Import the same code the client expects
capability classes must be importable on workers,
run models must deserialize correctly,
version skew between client and workers should be avoided.
Access input data and models
dataset URIs must resolve from worker nodes,
model artifacts must be reachable from worker nodes,
credentials must be present in the worker environment.
Access the analytics store
workers must be able to write to the configured store URI,
the client must also be able to read from that same durable location later.
Expose the right compute resources
CPU and GPU resources must be visible to Ray,
and the cluster should be sized for the expected capability mix.

The default "ray" job backend also needs the worker image to import the registry/controller code. The "ray-simple" job backend only needs the worker task code and submitted capability dependencies.

Example: object-store analytics store

The current jobs analytics-store configuration supports the Parquet backend with a URI and optional storage options.

configure_job_backend(
    "ray",
    address="ray://cluster-head:10001",
    idempotency_scope="team-a-prod-evals",
    analytics_store={
        "backend": "parquet",
        "uri": "s3://team-checkmaite/results",
        "storage_options": {
            "anon": False,
        },
    },
    runtime_env={
        "env_vars": {
            "AWS_REGION": "us-east-1",
        }
    },
)

For this to work in practice:

workers need credentials that can write to that bucket,
the client needs credentials that can later read the same bucket,
and the worker image must include the storage dependencies required by the deployment.

Practical guidance

Prefer heavy dependencies in the image

Put large and slow-moving dependencies in the image:

checkmaite
PyTorch / CUDA
large model-serving dependencies
storage connectors used everywhere

Use `runtime_env` for deltas, not full environments

Ray can install packages via runtime_env["pip"], but using that for entire heavyweight environments increases cold-start time and operational variability.

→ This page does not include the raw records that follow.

PR #683, opened 2017-07-05
Enhance Travis Presubmit Process

### LINKED ISSUE #682: Make travis fail if make presubmit does not look good
I noticed that `make presubmit` is sometimes not ran before PRs are submitted. We should follow Trillian and check that it doesn't find any issues as part of travis run.

cesarghali:
This PR forces travis to fail if any of the following has issues:

- `gofmt`.
- `golint`.
- `go vet`.
- `errcheck`.
- `gocyclo`.
- `ineffassign`.
- `misspell`.
- Missing license somewhere.

Closes #682.

### DIFF
--- a/scripts/travis-presubmit.sh
+++ b/scripts/travis-presubmit.sh
@@ -1,0 +1,102 @@
+#!/bin/bash
+#
+# Checks for lint errors, spelling, licensing and so on.
+set -eu
+
+check_deps() {
+  local failed=0
+  check_cmd golint github.com/golang/lint/golint || failed=10
+  check_cmd errcheck github.com/kisielk/errcheck || failed=11
+  check_cmd gocyclo github.com/fzipp/gocyclo || failed=12
+  check_cmd ineffassign github.com/gordonklaus/ineffassign || failed=13
+  check_cmd misspell github.com/client9/misspell/cmd/misspell || failed=14
+  return $failed
+}
+
+check_cmd() {
+  local cmd="$1"
+  local repo="$2"
+  if ! type -p "${cmd}" > /dev/null; then
+    echo "${cmd} not found, try to 'go get -u ${repo}'"
+    return 1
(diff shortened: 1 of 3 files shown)


scripts/travis-presubmit.sh
```diff
@@ -0,0 +1,102 @@
...
+    git status
+    git diff
+    fail=1
+  fi
+
+  printf "running golint...\n"
+  status=$(find . -iregex '.[^.]*.go' ! -name 'gen.go' ! -path "./vendor/*" -exec golint {} \;)
+  if [[ -n ${status} ]]; then
+    printf "golint found the following issues:\n${status}\n"
+    fail=1
```
Liamsi: Not sure how I feel failing on `golint`. I would expect it to complain quite often. And sometimes ignoring it is the right decision:

"The suggestions made by golint are exactly that: suggestions. Golint is not perfect, and has both false positives and false negatives. Do not treat its output as a gold standard. We will not be adding pragmas or other knobs to suppress specific warnings, so do not expect or require code to be completely "lint-free". In short, this tool is not, and will never be, trustworthy enough for its suggestions to be enforced automatically, for example as part of a build process. " - https://github.com/golang/lint#purpose

What could be a good idea is to enable some specific rules which never have false positives and are always useful. If you like this idea, I can lookup a list of rules.

cesarghali: Fair enough. I just stopped failing on `golint` which is the behavior we had before.

I like the idea of enabling certain rules but I think it deserves its own PR.

Liamsi: I've just learned that `golint` doesn't return a non-zero status if it found any issues. This means neither the code above nor the changed line in c3d66f8 would fail or produce any output. If you want at least to see `golint`'s output you can add a `set_exit_status` flag to its call.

Pin versions across client and worker

The client serializes capability objects and expects workers to import compatible code. Loose versioning can create subtle failures. Treat the worker image, the client environment, and any runtime_env overlay as one versioned deployment unit.

Current limitations

The current job backend deliberately stops short of becoming a packaging system.

It does not:

build Docker images,
publish environments,
manage lockfiles for the platform,
or guarantee cross-cluster compatibility automatically.

That work belongs in platform tooling, cluster configuration, and release discipline.